Este gasto recurrente suele convertirse en una carga financiera inesperada. Además, el valor de reventa de un tiempo compartido cae drásticamente con el paso del tiempo, lo que lo diferencia de una inversión inmobiliaria tradicional.
Los contratos suelen incluir cláusulas que obligan al consumidor a pagar sin importar si hace uso del servicio. Esto convierte al tiempo compartido en un compromiso financiero de largo plazo que puede afectar la estabilidad económica de las familias.
Ventajas y desventajas
Entre los beneficios, se destaca la posibilidad de acceder a destinos internacionales y asegurar hospedaje en temporadas específicas. Sin embargo, los expertos financieros señalan que no es una opción para hacer crecer el patrimonio.

Señales de alerta
Profeco recomienda identificar situaciones que pueden indicar una compra compulsiva:
- El vendedor asegura que la oferta es única y válida solo por ese día.
- No se explican claramente los costos de financiamiento y mantenimiento.

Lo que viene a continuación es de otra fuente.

PR #2, opened 2018-07-13
Add a manifest for the ANTS Framework

knightsc:
The ANTS Framework helps set up ansible in pull mode to manage
a mac computer. This manifest has all keys available to configure
the ANTS Framework. Any value not set via profile will default to
the local ants.cfg file.

image

The ANTS Profile is a MCX profile that has the format similar to this

```
<key>mcx_preference_settings</key>
<dict>
    <key>main</key>
    <dict>
        <key>wait_interval</key>
        <integer>900</integer>
        <key>inventory_script</key>
        <string>inventory_default</string>
        <key>destination</key>
        <string>~root/.ants_playbook</string>
        <key>ssh_key</key>
        <string>/etc/ants/id_ants</string>
        <key>ssh_stricthostkeychecking</key>
        <false/>
        <key>git_repository</key>
        <string>https://github.com/ANTS-Framework/playbook.git</string>
        <key>log_dir</key>
        <string>/var/log/ants</string>
        <key>branch</key>
        <string>master</string>
        <key>ansible_pull_exe</key>
        <string></string>
        <key>ansible_playbook</key>
        <string>main.yml</string>
    </dict>
    <key>ad</key>
    <dict>
        <key>ldap_user</key>
        <string>ldap\changeme</string>
        <key>ldap_pw</key>
        <string>changeme</string>
        <key>ldap_host</key>
        <string>LDAP.PRETENDCORP.COM</string>
        <key>ldap_ou_computers</key>
        <string>DC=ldap,DC=pretendcorp,DC=com</string>
        <key>ldap_ou_groups</key>
        <string>OU=ants,OU=Groups,DC=ldap,DC=pretendcorp,DC=com</string>
        <key>cache_file</key>
        <string>/etc/ants/inventory_cache.json</string>
        <key>group_prefix</key>
        <string>ants-</string>
        <key>common_group</key>
        <string>ants-common</string>
        <key>common_ad_connected</key>
        <string>common-ad-connected</string>
    </dict>
</dict>
```

The consensus in the #ansible channel on the Mac Admins slack was that the github repo and strict host key checking flag should be required. I could not figure out how to move those two entries outside of the segmented control while still having them nested under either the `main` or `ad` keys. Additionally I wasn't sure how the image data worked but there is an image here that can be used inside ProfileCreator

https://avatars0.githubusercontent.com/u/31036978?s=200&v=4

### DIFF
--- a/ApplicationsManagedPreferences/ANTSConfigProfile.plist
+++ b/ApplicationsManagedPreferences/ANTSConfigProfile.plist
@@ -1,0 +1,425 @@
+<?xml version="1.0" encoding="UTF-8"?>
+<!DOCTYPE plist PUBLIC "-//Apple//DTD PLIST 1.0//EN" "http://www.apple.com/DTDs/PropertyList-1.0.dtd">
+<plist version="1.0">
+<dict>
+	<key>pfm_app_documentation_url</key>
+	<string>https://ants-framework.github.io</string>
+	<key>pfm_app_url</key>
+	<string>https://github.com/ANTS-Framework/ants</string>
+	<key>pfm_description</key>
+	<string>ANTS Framework settings</string>
+	<key>pfm_domain</key>
+	<string>com.github.ants-framework</string>
+	<key>pfm_format_version</key>
+	<integer>1</integer>
+	<key>pfm_icon</key>
+	<data></data>
+	<key>pfm_last_modified</key>
+	<date>2018-07-12T11:54:43Z</date>
+	<key>pfm_subkeys</key>
+	<array>
+		<dict>
+			<key>pfm_default</key>
+			<string>Configures the ANTS framework configuration preferences</string>
+			<key>pfm_description</key>
+			<string>Description of the payload</string>
+			<key>pfm_name</key>
+			<string>PayloadDescription</string>
+			<key>pfm_title</key>
+			<string>Payload Description</string>
+			<key>pfm_type</key>
+			<string>string</string>
+		</dict>
+		<dict>
+			<key>pfm_default</key>
+			<string>ANTS Framework settings</string>
+			<key>pfm_description</key>
+			<string>Name of the payload</string>
+			<key>pfm_name</key>
+			<string>PayloadDisplayName</string>
+			<key>pfm_require</key>
+			<string>always</string>
+			<key>pfm_title</key>
+			<string>Payload Display Name</string>
+			<key>pfm_type</key>
+			<string>string</string>
+		</dict>
+		<dict>
+			<key>pfm_default</key>
+			<string>ants-framework</string>
+			<key>pfm_description</key>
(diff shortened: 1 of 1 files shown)


erikberglund:
I don't think there is a way currently to move the keys outside the segmented control when they are nested like this.

Previously when I tested this app in Objective-C I tried to make it exactly like ProfileManager where the interface could contain multiple different domains etc. And to do that I had a type of reference subkey that pointed to the actual domain and key and inserted it. Maybe a variation of that could be a solution to this problem, and then if they are referenced from inside the same manifest, don't show the original when it has a reference pointing to it.

Another solution is, of course, another key in the segmented control to say put the following keys in this array above or below itself.

Or another key on the subkey itself to say ignore the segmented control and put me above or below etc.

Do you have an idea for how it would make sense to write this type of thing in the manifest? What would be understandable and not unnecessarily create extra single-use keys?

A reference subkey might be useful in the future to support multiple domain manifests for example.

Regarding the icon, we could either just add an icon folder in the repository and the app pulls that together with the manifests. And/Or we could add the data key `pfm_icon` and just data encode the icon in the actual manifest. (I had this already implemented but removed it while cleaning some things). Both could be supported and the manifest could have priority.

Currently the framework handling the payloads is reading the payload domain and looking in it's resources folder (inside the folder for either application manifests or apple manifests etc) for an image with the same name as the domain.

knightsc:
When I was first working through understanding the manifest format I half expected anything that I marked as required to automatically show at the top of the form. This was mostly just due to browsing through the application and that's how they all displayed. I don't know that I would go that far and say anything marked required show automatically show at the top.

I do like the adding of having another key on the subkey itself so you could opt in to displaying it in a different manner. I think the advantage of that would be you could keep the main structure of all the subkeys matching the profile you want to create but just indicate it should be displayed in a somewhat different manner.

erikberglund:
Yes, it's true that required keys are put at the top when "disable optional keys" is enabled (it's the default). But when I implemented segmented controls, the keys had to stay in the same place to not make it weird to use, so all keys stay in place regardless of required or not. That is an easy change, to put the required keys on the top. That limits the layout options in another way but might be more obvious. I mean, if you want to create a layout like the main payload in profile manager where the outgoing and incoming mail server is required but under different tabs.

I could make a change to always put required keys on top regardless if there is a segmented control or not.

erikberglund:
It might become weird for conditional required keys to jump up and down, so a key to say explicitly might be better to keep consistency. We probably have to test what feels better.

erikberglund:
I've done a change that in segmented controls, if any key is marked in the manifest as require = always, then it will be put at the top. It's a quite specific change that matches this manifest, and I think when there are more I will probably revisit this and maybe add a setting or change the implementation so it doesn't interfere with the layout one wants. But, for this specific manifest, this works so I will put this in and we'll go from there. This is a baseline, like many other things where it has become impossible to know all the different configurations different domains want, Apple included.

PR #9, opened 2018-11-24
Fix minor spelling errors & Add 3 manifests

apizz:


apizz:
Also added AirServer and DetectX Swift application manifests

erikberglund:
Thank you. Sorry for the delay.

erikberglund:
@apizz I added icons for all new manifests. 

I also added the `pfm_hidden` key to the plist version key in the nomad shares manifest, as that key is required but also always 1 (at the moment) so it could just be removed form the GUI so a user can focus on the settings they should set.

It can be shown by showing hidden keys from the settings for the profile.

apizz:
Thanks for the icon updates and for the addition of the `pfm_hidden` key.  Will put that in my back pocket for next time.

PR #14, opened 2018-12-10
Update com.apple.dock.plist

qu1gl3s:
Addition of show-recents covering the 'Show recent applications in Dock' introduced in Mojave.


erikberglund:
Thank you.

PR #15, opened 2018-12-15
Add Platypus manifest & Add Plugins to Munki manifest

apizz:
In the munki manifest I added a new "Plugins" menu.  At the moment this only has S3-Auth (https://github.com/waderobson/s3-auth) preferences, but thought this structure would work for future plugin additions.

An important note, I'm not sure why, but the S3-Auth menu appears at the very bottom of the "General", "Managed Software Center", "URL", etc. menus with none of the keys.  However, "S3-Auth" and the proper keys are listed in Plugins.  I looked at my code and other examples but I can't seem to find why "S3-Auth" isn't only showing in Plugins.  Hope you might help on that front 😅

### DIFF
--- a/Manifests/ManagedPreferencesApplications/ManagedInstalls.plist
+++ b/Manifests/ManagedPreferencesApplications/ManagedInstalls.plist
@@ -16,7 +16,7 @@
 	<data>
 	</data>
 	<key>pfm_last_modified</key>
-	<date>2018-09-05T06:42:32Z</date>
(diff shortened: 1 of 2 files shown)


erikberglund:
No problem, it was just a typo you made with the key name, all was correct except for that!

erikberglund:
Forgot to add this to the update, but it's easily downloaded from within the app as usual.

apizz:
Much appreciated!

PR #16, opened 2018-12-19
Profile Manifest for Firefox Preferences

bp88:
Here is the first profile manifest for Firefox preferences based off the plist template https://github.com/mozilla/policy-templates/blob/master/mac/org.mozilla.firefox.plist. A couple of notes:
1. Verbiage was taken from a mix of the README on https://github.com/mozilla/policy-templates and the Windows GPO ADM definitions. I've replaced where applicable references to the word "policy" for "preference" since the target audience are macOS administrators.
2. I've made use of segmented controls to better categorize the long list of preferences. Those categories are:
General > General	
General > Add-ons	
General > Bookmarks	
General > Languages	
Network	
Privacy > General	
Privacy > Cookies	
Privacy > Permissions	
Security > General	
Security > Certificates	

3. The preference key `Proxy` has too variations in which other keys may require that other keys are selected. If you open up Network Settings in Firefox, you can see the variations and which fields are required depending on what you select. I was unable to find a way to make requirements here that made sense.

4. I cannot make sense of the preference key `SecurityDevices`. It is included but I'm not entirely sure whether it will work or not as the key:value names given do not make much sense in usage for a Configuration Profile.

5. There is an area for improvement in the preference key `Permissions` which has quite a few nested dictionaries. I was thinking of making a segmented control here, but open to feedback for better ease of use.

6. I've added pfm_title keys where it made sense for all the high level preference keys. There are situations where nested keys do not have pfm_title keys and could probably use them, but the descriptions should make it clear what the keys do.

7. Given that this is the first iteration I'm comfortable submitting, I've titled it Mozilla Firefox (Testing) so others can use it with knowledge that it hasn't been widely tested.

### DIFF
--- a/Manifests/ManagedPreferencesApplications/org.mozilla.firefox.plist
+++ b/Manifests/ManagedPreferencesApplications/org.mozilla.firefox.plist
@@ -1718,6 +1718,8 @@ For more information, see https://developer.mozilla.org/en-US/docs/Mozilla/Integ
 						<string>Optional. Select SOCKS Version.</string>
 						<key>pfm_name</key>
 						<string>SOCKSVersion</string>
+						<key>pfm_title</key>
+						<string>SOCKS Version</string>
 						<key>pfm_type</key>
 						<string>string</string>
 						<key>pfm_range_list</key>


erikberglund:
Firefox Changes:

Typo:

* Key `SOCKSVersion` was set to `Mode`, probably because of copy/past and forgot to change (what I often do).
	
Added Settings:

* Key `Mode` was required but had no `pfm_required` key, added that.
	
Descriptions:

* Removed all "Required." and "Optional." words from the descriptions for the UI. That is not needed as the app will handle if something is required. Those words are still left in the `pfm_description_reference` to a have a correct reference for anything no this app.
	
3)

* Moved keys `AutoLogin` and `UseProxyForDNS` as they are available to all except when proxy is set to none.
* Added `pfm_exclude` arrays to all keys that had conditions depending on the `Mode` key.
	
This results in that all keys can be enabled in the app, but only the relevant keys depending on the Mode selection will be exported.

There are other ways of handling this, first, if any of these keys are required if the Mode is set to something, that should be set as required on a condition instead of exclude on a condition.

There is also the option to hide/unhide keys from the GUI depending on the selection. I have not done that much to give users more visibility on what keys are available, but that is an option that could be used to make the GUI easier to configure and use. I don't think there is a generic manifest setting to do this at the moment but it could be added if needed.
	
So, the GUI is a little cluttered, but shows if the keys are enabled but wont be exported and why.
	
Ideally the yellow text that describes why it's excluded should maybe show what setting it expects instead of the current, but that would require a quite a large code work so haven't done that yet with the limited time I have.

4) 

I understand that you hade issues with this one, it requires both the Key and the Value of the dict to be user entered.
	
I have a configuration option for that, that I added now if you want to look at it.
	
And I have no input on if it's useful or valid, but with the config I added it can be entered correctly.

5)

Yes, when the nesting gets deeper it's hard to make a satisfying and clear UI. But, I have a key called `pfm_hidden` with an option of `container` that can hide "container" keys that themselves don't have any settings. In this case I added that key to the root dict, as it doesn't have to be shown in the GUI, and instead continued with your "X Permissions" structure, where I added a description to the Camera, Microphone dicts instead.
	
I think that makes it a little more clear. It's not perfect and a segmented control might be even better, but they will also become very nested.

6)

I renamed it Firefox to match the app name, even if you feel like there might be improvements it is easier to navigate and find when it's just the app name.
	
__

The key `RequestedLocales` looks great, but it says that you should be able to rearrange the languages in the order you want them, and the app can't do that right now. So, that is a feature needed to be implemented. But for now, this layout will work fine, but I think they will be in alphabetical order of enabled.

erikberglund:
Added the title and merged and updated the index. So now it should be visible to all clients.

- Se ejerce presión para firmar contratos sin tiempo de análisis.
Consejos prácticos
- Evalúa si realmente viajas con frecuencia y en fechas fijas.
- Calcula el costo total, incluyendo mantenimiento.
- No cedas a presiones de vendedores.
- Considera alternativas como reservar hospedajes según tus necesidades.
Perspectiva financiera
Un tiempo compartido no debe confundirse con una inversión inmobiliaria. Mientras una propiedad puede aumentar su valor con el tiempo, el tiempo compartido pierde atractivo en el mercado secundario. Además, las cuotas de mantenimiento suelen incrementarse año con año, lo que eleva el costo real de la membresía.

Los especialistas recomiendan analizar si el gasto se justifica frente a otras opciones de hospedaje. En muchos casos, reservar hoteles o departamentos en plataformas digitales resulta más flexible y económico.
El tiempo compartido puede ser útil para quienes viajan constantemente y planifican con precisión, pero para la mayoría representa más una deuda que una inversión.